╭─ INPUT DATA

PR #1403, opened 2023-01-25
Remove last users of MeteorPromise

ebroder:
As of Meteor 2.9, the OAuth package supports async functions (and publications have for a while).

(Last non-test override for jolly-roger/no-sync-mongo-methods is in `imports/server/accounts.ts`, for generating email templates, which still has to be synchronous)


zarvox (approved):
LGTM

We might consider sending upstream a patch to fix `Accounts` to `await` the various email-generator functions; not sure it's on their radar

ebroder:
I started to sketch it out but it cascades pretty badly into a lot of the account email internals that I didn't feel like touching

PR #1410, opened 2023-01-28
Remove and replace Base.publish

ebroder:
So...I fell into a bit of a yakshave while working on #1394. But I think the result is pretty good.

This _started_ with not wanting to support an equivalent to `Base.publish`, both because it's kind of a messy implementation, and because I don't really believe in giving clients the ability to issue arbitrary backend database queries.

So I set out to remove the places where we were still depending on it (which, as it turned out, were not very numerous), but found that our toolkit for doing sophisticated things with Meteor publications was not quite where I wanted it...so I added some more. ✂️ 🧶 

One philosophical note: I believe that my stylistic preference is to have omnibus subscriptions that are scoped to (e.g.) a particular page or component, and which deliver all of the data for that component, rather than requiring the component to fetch multiple subscriptions. We're not there yet, but this PR moves us closer. (E.g. in the long term, we should join display names into a component's omnibus data fetch instead of having it separately call `useSubscribeDisplayNames()`)

I needed a few new helpers to make that feasible:
- I added support for array-of-string foreign key fields and for including deleted objects in `JoinPublisher`, as well as making its lifecycle a little more self-contained (and making it a function, `publishJoinedQuery`, instead of a class). I also added some tests to make sure that (at minimum) the basics were working correctly.
- I added `publishCursor`, which is basically the standard Meteor publish mechanism, but can be composed with other tools (like `publishJoinedQuery`)
- I added `PublicationMerger`, which basically wholesale steals the logic Meteor uses to merge multiple independent subscriptions to instead merge multiple independent queries within a single subscription.
- Once I had `PublicationMerger` and `publishCursor`, I realized that composing those two primitives was extremely close to `SwappableCursorPublisher`, so I went the extra mile to replace the latter with the former. (The initial missing functionality was mostly the ability to remove a sub-subscription from `PublicationMerger` without spinning down the entire machinery)

And finally, I replaced the `'mongo.*'` publications from `Base.publish` with new `TypedPublication`s, attempting as best as I could to consolidate the functionality into my preferred omnibus-style subscriptions.

For review, this should review reasonably well commit-by-commit. A few callouts on specific commits:

- *Add some basic tests to publishJoinedQuery* (268736d04035e55f9affc4d0f72981e2fbc39cd9 if I don't rebase): let me know if you have ideas for additional tests that would increase confidence. I skipped testing lingering because I didn't want to wire up clock stubs, but if you feel it's important I can have a go.
- *Add a utility for merging overlapping publications* (dfcb70a1156b5f71cfc4f5994766556d7ef0e501): Like I said, the implementation is more or less wholesale lifted from [Meteor upstream](https://github.com/meteor/meteor/blob/devel/packages/ddp-server/livedata_server.js), if you want a reference.
- *Replace Base.publish with TypedPublications* (fafb1c8de534e60cde7dab0e60a854ba7d4a5151): Things that may be particularly worth verifying - that I didn't drop models entirely, and that I carried over when queries pulled deleted records (note that in a few places I consolidated where we had two "non-deleted" + "deleted" queries in favor of a single "allowing deleted" one.)
  
  Additionally, I did run into a little trouble with `PuzzlePage`, because previously we evaluated it as two different partially-overlapping subsets of subscriptions. I'll copy what I wrote in the commit message:
  
  > Most of these are comparatively straightforward; the most complicated was on PuzzlePage, where we previously recombined multiple subscriptions into multiple loading states without any being a clean subset of the other. However, the only reason for crossover was to determine if the puzzle had been deleted (so that we could disable chat and voice). Instead, I restructured the code to _assume_ that the puzzle was deleted until we confirmed that it wasn't, which removed the explicit dependency on loading state.


imports/server/publications/pendingGuessesForSelf.ts
```diff
@@ -49,7 +49,7 @@ class PendingGuessWatcher {
 
         Object.entries(roles).forEach(([huntId, huntRoles]) => {
           if (huntId === GLOBAL_SCOPE || !huntRoles.includes('operator')) return;
-          this.huntGuessWatchers[huntId] ||= new JoinPublisher(this.sub, huntGuessSpec, { state: 'pending', hunt: huntId });
+          this.huntGuessWatchers[huntId] ||= publishJoinedQuery(this.sub, huntGuessSpec, { state: 'pending', hunt: huntId });
```
zarvox, line 52: Hmmm, this might be a little pedantic, and I don't think it will actually negatively impact anything currently, but this doesn't seem quite right -- this is going to mark the whole `pendingGuessesForSelf` sub as `ready()` as soon as a single `Hunt` worth of guess watchers has run, which is too soon.

I think it'd be more consistent for readiness to be signaled at the top-level of the subscription -- it's a single bit that's associated with the subscription as a whole, and the top-level is the only place where there's sufficient context to know if this is the only `publishJoinedQuery` that will be run.

imports/server/publishJoinedQuery.ts
```diff
@@ -247,46 +247,47 @@ const addObservers = (
...
+    },
+    removed: (id) => {
+      if (spec.lingerTime !== undefined) {
+        Meteor.setTimeout(() => { observer.decref(id); }, spec.lingerTime);
+      } else {
+        observer.decref(id);
+      }
+    },
+  });
+  sub.onStop(() => stop());
```
zarvox, line 322: Since this will now be called on subscription shutdown, as well as manually, that means that when we call `stop` manually, the sub infrastructure will also call it a second time when the client unsubs.  We should probably make `stop()` explicitly tolerate being called multiple times (and do nothing after the first invocation).

tests/unit/imports/server/publishJoinedQuery.ts
```diff
@@ -0,0 +1,174 @@
...
+      throw new Error(`Collection ${collection} not found`);
+    }
+    if (!collectionMap.delete(id)) {
+      throw new Error(`Document ${id} not found in collection ${collection}`);
+    }
+  }
+
+  ready() { /* noop */ }
+
+  stop() { /* noop */ }
```
zarvox, line 59: Arguably this should call each of the `stopHooks`?  Then maybe the `after()` calls would just call `stop()` here.

tests/unit/imports/server/publishJoinedQuery.ts
```diff
@@ -0,0 +1,174 @@
...
+        field: 'tags',
+        join: {
+          model: Tags,
+        },
+      }],
+    }, { _id: puzzleId });
+
+    await Puzzles.updateAsync(puzzleId, { $set: { tags: newTagIds } });
+    // no better way to wait for update to propagate than sleeping
+    await new Promise<void>((r) => { Meteor.setTimeout(r, 50); });
```
zarvox, line 164: If this winds up being flaky in CI, a possibly-more-resilient approach might be to poll every 50ms until the condition you wish to observe holds, up to a (much higher than 50ms) timeout.  Happy to cross my fingers for now, but my experience is that losing races tends to be pretty endemic when using shared infrastructure (or in general, where you don't have control over work-scheduling).

imports/server/PublicationMerger.ts
```diff
@@ -0,0 +1,272 @@
...
+
+  constructor(merger: PublicationMerger) {
+    this.merger = merger;
+    this.connection = merger.mainSub.connection;
+    this.userId = merger.mainSub.userId;
+  }
+
+  ready!: () => void;
+
+  readyPromise: Promise<void> = new Promise<void>((resolve) => {
```
zarvox, line 173: This appears to only work with the most-recently-created `readyPromise`.  If that's what you want, maybe document that behavior, but I'd find it more well-behaved if `ready()` armed *all* the `readyPromise`s that have been created so far.

Also: if I'm reading this right, this appears to only work if you create the Promise before `ready()` gets called?  I'd have expected a later call to `readyPromise` to get a promise that is immediately resolved if the sub is ready already, rather than one that hangs potentially indefinitely.

imports/server/publications/pendingGuessesForSelf.ts
ebroder: Mmm yeah, I think you're right. This should actually be using `PublicationMerger`

imports/server/PublicationMerger.ts
ebroder: This is an initializer, so the promise gets created once when the class is instantiated.

zarvox: Oh.  Right, sorry for the noise 😅

imports/server/publishJoinedQuery.ts
ebroder: Now that `pendingGuessesForSelf` doesn't need a handle to the shutdown function, we can actually ensure that it only gets called once, so I think we can side-step this specific issue.

tests/unit/imports/server/publishJoinedQuery.ts
ebroder: Yeah, reasonable. Fixed.

tests/unit/imports/server/publishJoinedQuery.ts
ebroder: This prompted me to think about how to word this in a way that doesn't require a timeout, and I realized that since this is an entirely server-side test, I could just set my own `observeChanges` watcher and block until that fires (which indicates that the change has propagated through the oplog)

imports/server/publications/puzzlesForPuzzleList.ts
```diff
@@ -0,0 +1,42 @@
...
+
+    publishJoinedQuery(this, {
+      model: Puzzles,
+      allowDeleted: includeDeleted,
+      foreignKeys: [{
+        field: 'tags',
+        join: {
+          model: Tags,
+        },
+      }],
```
ebroder, line 36: Oh, we actually need to make sure we're publishing all tags anywhere that we allow editing the tag list.

zarvox (approved):
Seems neat on the whole!

As a non-blocking comment: occasionally I've done `Meteor.subscribe("mongo.chatmessages")` (or similarly with other collections) from the browser's JS console to either:

1. explore how much time it takes to load all the data for a hunt in prod,
2. perform generic ad-hoc queries in the JS console, or
3. extract the data so I can iterate on some analysis locally with a file on a filesystem

While most of these can (at least now) be addressed by visiting other places in the site that perform similar subscribes, maybe it's worth thinking about how to support some of the ad-hoc DB-access workflows.  Maybe we can add an admin DB explorer page that has an option to just fetch everything ever?

ebroder:
> Maybe we can add an admin DB explorer page that has an option to just fetch everything ever?

Yeah, I think something like that could be useful. Potential options include a `debug` subscription that ships everything (sort of similar to `mediasoup:debug` today) or a Django-style DB admin UI (probably more useful; could support edits as well as views; more work to build).

I don't feel a ton of sadness about losing some of the access we have today, though, because my experience recently has been that it's kind of spotty and not always what you want (e.g. some of the publications that would silently only publish partial data). I've in general been leaning a lot more on `meteor mongo` locally and the MongoDB Atlas web console in prod for data investigations. (You should have a login for the latter, for the record)

ebroder:
> Yeah, I think something like that could be useful. Potential options include a `debug` subscription that ships everything (sort of similar to `mediasoup:debug` today) or a Django-style DB admin UI (probably more useful; could support edits as well as views; more work to build).

Oh, although I'll note that either of those is much more straightforward and less toilsome once #1394 lands and we have a registry of all models that we've instantiated.

PR #1426, opened 2023-02-02
Convert remaining schemas to Zod

ebroder:
I tried to pull everything that wasn't rote "switch to Zod" changes into separate commits for ease of review.

A few specific oddities that I noticed while I was doing the migration:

╰─

From the entries above, give again exactly the lines running from the line with "So...I fell into" to the line with "This _started_ with"; include both of those lines.

So...I fell into a bit of a yakshave while working on #1394. But I think the result is pretty good.

This _started_ with not wanting to support an equivalent to `Base.publish`, both because it's kind of a messy implementation, and because I don't really believe in giving clients the ability to issue arbitrary backend database queries.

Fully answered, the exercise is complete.